The v2.0 outcomes present that submitted storage techniques have considerably elevated the variety of accelerators they’ll concurrently help, roughly twice the quantity in comparison with the techniques within the v1.0 benchmark.
“All the things is scaling up: fashions, parameters, coaching datasets, clusters, and accelerators. It’s no shock to see that storage system suppliers are innovating to help ever bigger scale techniques,” mentioned Oana Balmau, MLPerf Storage working group co-chair.
The v2.0 submissions additionally included a way more various set of technical approaches to delivering high-performance storage for AI coaching, together with:
6 native storage options;
2 options utilizing in-storage accelerators;
13 software-defined options;
12 block techniques;
16 on-prem shared storage options;
2 object shops.
“Necessity continues to be the mom of invention: confronted with the necessity to ship storage options which are each high-performance and at unprecedented scale, the technical neighborhood has stepped up as soon as once more and is innovating at a livid tempo,” mentioned Balmau.

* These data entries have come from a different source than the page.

PR #1287, opened 2016-07-28
app message for supporter landing pages

AWare:
On suggestion from Graham:
image

Might need a slight copy tweak?

### DIFF
--- a/frontend/app/views/fragments/tier/packagePromoSupporter.scala.html
+++ b/frontend/app/views/fragments/tier/packagePromoSupporter.scala.html
@@ -31,6 +31,7 @@
             <ul class="o-bulleted-list">
                 <li>Welcome pack, card and gift</li>
                 <li>Regular Members updates</li>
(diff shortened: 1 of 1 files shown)


alexduf:
I got confused and thought it would be ad free on the website. I had a chat with @AWare who confirmed it was app only (which makes sense now I'm reading it again)
Maybe there's a another way to formulate that sentence?

frontend/app/views/fragments/tier/packagePromoSupporter.scala.html
```diff
@@ -31,6 +31,7 @@ <h4 class="u-margin-top">Benefits:</h4>
             <ul class="o-bulleted-list">
                 <li>Welcome pack, card and gift</li>
                 <li>Regular Members updates</li>
+                <li>Enjoy an ad-free experience with free access to the premium tier of the app</li>
```
tomverran: Consider adding this to Benefits.scala maybe
and perhaps powering this view off it

AWare:
closing needs refactor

The MLPerf Storage benchmark was created by way of a collaborative engineering course of by 35 main storage answer suppliers and educational analysis teams throughout 3 years. The open-source and peer-reviewed benchmark suite affords a stage enjoying area for competitors that drives innovation, efficiency, and vitality effectivity for the complete business. It additionally offers essential technical info for patrons who’re procuring and tuning AI coaching techniques.
The v2.0 benchmark outcomes, from a broad set of expertise suppliers, replicate the business’s recognition of the significance of high-performance storage options. MLPerf Storage v2.0 contains >200 efficiency outcomes from 26 submitting organizations: Alluxio, Argonne Nationwide Lab, DDN, ExponTech, FarmGPU, H3C, Hammerspace, HPE, JNIST/Huawei, Juicedata, Kingston, KIOXIA, Lightbits Labs, MangoBoost, Micron, Nutanix, Oracle, Quanta Laptop, Samsung, Sandisk, Simplyblock, TTA, UBIX, IBM, WDC, and YanRong. The submitters characterize seven totally different international locations, demonstrating the worth of the MLPerf Storage benchmark to the worldwide neighborhood of stakeholders.
“The MLPerf Storage benchmark has set new data for an MLPerf benchmark, each for the variety of organizations taking part and the overall variety of submissions,” mentioned David Kanter, Head of MLPerf at MLCommons. The AI neighborhood clearly sees the significance of our work in publishing correct, dependable, unbiased efficiency knowledge on storage techniques, and it has stepped up globally to be part of it. I’d particularly prefer to welcome first-time submitters Alluxio, ExponTech, FarmGPU, H3C, Kingston, KIOXIA, Oracle, Quanta Laptop, Samsung, Sandisk, TTA, UBIX, IBM, and WDC.”
“This stage of participation is a game-changer for benchmarking: it allows us to overtly publish extra correct and extra consultant knowledge on real-world techniques,” Kanter continued. That, in flip, provides the stakeholders on the entrance strains the data and instruments they should succeed at their jobs. The checkpoint benchmark outcomes are a wonderful living proof: now that we are able to measure checkpoint efficiency, we are able to take into consideration optimizing it.”